Avec tout cela, Bigot n’a pas donné sa mesure comme écrivain. Les conditions hâtives dans lesquelles il a presque toujours écrit, jointes à cette facilité qui le faisait produire sans effort, ont fait qu’il s’est prodigué au jour le jour, sans se résumer dans une œuvre achevée. Il a jeté des trésors en excellente monnaie, sans prendre le temps de frapper des médailles.

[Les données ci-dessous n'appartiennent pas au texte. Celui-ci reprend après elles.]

PR #6925, opened 2016-06-10
make more efficient use of condor bulk submission

hufnagel:
Ok, it seems the only reason we needed to pre-sort for bulk submission was that some parameters were only selectively set and instead of using preset defaults, it would default to the value from a previous job within the same bulk submit. So bulk submits with some jobs setting the parameters and some jobs without setting the parameters lead to weird behavior.

This patch fixed that for the highIOjob flag (always set for either 0 or 1) and numberOfCores (always set, even for singlecore jobs which now specifically request 1 cpu). That in turn allows us to get rid of the pre-sorting by numberOfCores and highIOjob.

I tested this change for numberOfCores with a bulk submit of 26 jobs all requesting between 4 and 8 cpus and it worked fine, the jobs running in Condor showed up the correct number of cpus it requested.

Je me trompe : il laisse un ouvrage inédit, qu’on ne peut manquer de nous donner et qui, médité à loisir, écrit avec amour, traitant d’ailleurs d’un sujet dont l’intérêt est éternel, sera, je crois, de nature à faire vivre son nom. C’est un essai sur le Monde, une sorte de philosophie des relations sociales, entremêlée de portraits à la manière de La Bruyère. J’ai dû à l’amitié de Charles Bigot d’avoir la primeur de cet ouvrage, qui devait être dans sa pensée une thèse de doctorat, et qui fut en effet admis comme tel. J’en ai gardé un vif souvenir ; et je m’y suis reporté plus d’une fois en pensée, notamment pour expliquer certains passages des Caractères, au livre de la Société et de la Conversation. On y trouvera, je crois, avec toutes les qualités littéraires que nous venons de rappeler, celles qu’on a pu croire qui manquaient à Bigot, la sobriété, le trait, le mordant. A moins qu’il ne soit vrai, comme on le dit, qu’il n’y a plus de lecteurs pour les livres sérieux, même charmants, celui-là consacrera la renommée de Charles Bigot, en montrant décidément, j’en suis sûr, que le galant homme et l’homme d’action que tout le monde salue en lui était aussi, dans toute l’acception du terme, un moraliste.